Exercise: The lines to reproduce run from the first one below to the line containing "This happens when", both included. Reproduce them exactly and nothing else.
─── Extracted information
PR #4031, opened 2023-09-24
use link icon instead of emoji when showing hidden urls

### LINKED ISSUE #4028: Incorrect formatting of link embedded in HTML toot when Blobmoji emoji style is used
This happens when Emoji style is set to Blobmoji in the Settings.

When viewing a toot with a link embedded in HTML, the link should appear formatted as `<link-text> (🔗 <url>)`

However, I'm seeing something that looks like `<link-text> (    <url>)`, where space is reserved for the "🔗", but it does not actually render.

An example toot is [this one](https://social.treehouse.systems/@rcombs/111105256891594793)

* * * *
- Tusky Version: 23.0
- Android Version: 13 (Security Update Sept. 1 2023)
- Android Device: Pixel 7 Pro
- Mastodon instance (if applicable): mendeddrum.org viewing treehouse.systems, but that doesn't seem relevant here.

connyduck:
Looks way better imho. Also closes #4028.

Screenshot_20230924_162657


connyduck:
Icon from https://pictogrammers.com/library/mdi/icon/link-variant/ 
Another one that might work: https://pictogrammers.com/library/mdi/icon/open-in-new/

app/src/main/java/com/keylesspalace/tusky/util/LinkHelper.kt
```diff
@@ -99,8 +101,22 @@ fun markupHiddenUrls(context: Context, content: CharSequence): SpannableStringBu
         val start = spannableContent.getSpanStart(span)
         val end = spannableContent.getSpanEnd(span)
         val originalText = spannableContent.subSequence(start, end)
-        val replacementText = context.getString(R.string.url_domain_notifier, originalText, getDomain(span.url))
+        val replacementText = view.context.getString(R.string.url_domain_notifier, originalText, getDomain(span.url))
         spannableContent.replace(start, end, replacementText) // this also updates the span locations
```
Lakoja, line 105: Is this then still needed?

connyduck: Because the string is no longer translateable? Yes it could be defined right in the code as well, I don't think it matters a lot. Should I change it?

Tak (approved):

app/src/main/java/com/keylesspalace/tusky/util/LinkHelper.kt
Lakoja: One of them didn't seem to be use anymore (lateron in the method). But I probably looked wrong..

Lakoja (approved):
──────
Exercise response:
PR #4031, opened 2023-09-24
use link icon instead of emoji when showing hidden urls

### LINKED ISSUE #4028: Incorrect formatting of link embedded in HTML toot when Blobmoji emoji style is used
This happens when Emoji style is set to Blobmoji in the Settings.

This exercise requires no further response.